TASK PROMPT »
Tally the lines below that hold the string "https", and give only the tally.

GIVEN RECORDS »
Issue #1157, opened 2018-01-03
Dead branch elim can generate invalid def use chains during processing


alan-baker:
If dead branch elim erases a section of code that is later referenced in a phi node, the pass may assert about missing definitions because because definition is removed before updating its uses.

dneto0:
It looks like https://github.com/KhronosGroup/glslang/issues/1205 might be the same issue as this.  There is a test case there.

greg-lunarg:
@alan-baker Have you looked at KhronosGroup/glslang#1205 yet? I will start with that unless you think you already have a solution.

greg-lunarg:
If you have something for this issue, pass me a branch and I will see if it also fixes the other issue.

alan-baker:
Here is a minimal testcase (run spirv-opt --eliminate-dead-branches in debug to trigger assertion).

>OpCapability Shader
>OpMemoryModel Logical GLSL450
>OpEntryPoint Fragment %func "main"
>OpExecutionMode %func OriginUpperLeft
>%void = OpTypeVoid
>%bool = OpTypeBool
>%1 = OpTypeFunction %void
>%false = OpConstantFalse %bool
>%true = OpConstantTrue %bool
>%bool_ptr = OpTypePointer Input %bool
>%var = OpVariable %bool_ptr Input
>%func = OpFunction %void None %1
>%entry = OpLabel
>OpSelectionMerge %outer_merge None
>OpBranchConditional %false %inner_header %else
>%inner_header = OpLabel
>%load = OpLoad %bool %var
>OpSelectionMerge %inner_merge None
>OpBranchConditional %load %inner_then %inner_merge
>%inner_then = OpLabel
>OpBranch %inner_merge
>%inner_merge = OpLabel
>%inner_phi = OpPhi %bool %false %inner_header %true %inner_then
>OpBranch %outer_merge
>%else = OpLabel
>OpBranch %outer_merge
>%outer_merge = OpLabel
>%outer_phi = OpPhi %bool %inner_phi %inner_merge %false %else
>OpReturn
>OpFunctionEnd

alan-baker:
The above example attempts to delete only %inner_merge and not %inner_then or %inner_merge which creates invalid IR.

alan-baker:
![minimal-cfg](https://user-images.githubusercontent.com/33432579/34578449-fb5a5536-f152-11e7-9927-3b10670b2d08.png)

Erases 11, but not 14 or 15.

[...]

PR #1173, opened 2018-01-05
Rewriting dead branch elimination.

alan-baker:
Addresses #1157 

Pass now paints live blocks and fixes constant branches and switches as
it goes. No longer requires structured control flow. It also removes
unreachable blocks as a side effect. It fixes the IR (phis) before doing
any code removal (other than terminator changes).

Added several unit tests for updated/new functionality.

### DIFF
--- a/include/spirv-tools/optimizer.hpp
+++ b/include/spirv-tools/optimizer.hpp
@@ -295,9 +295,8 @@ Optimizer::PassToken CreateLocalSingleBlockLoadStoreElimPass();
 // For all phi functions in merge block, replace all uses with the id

REPLY »
2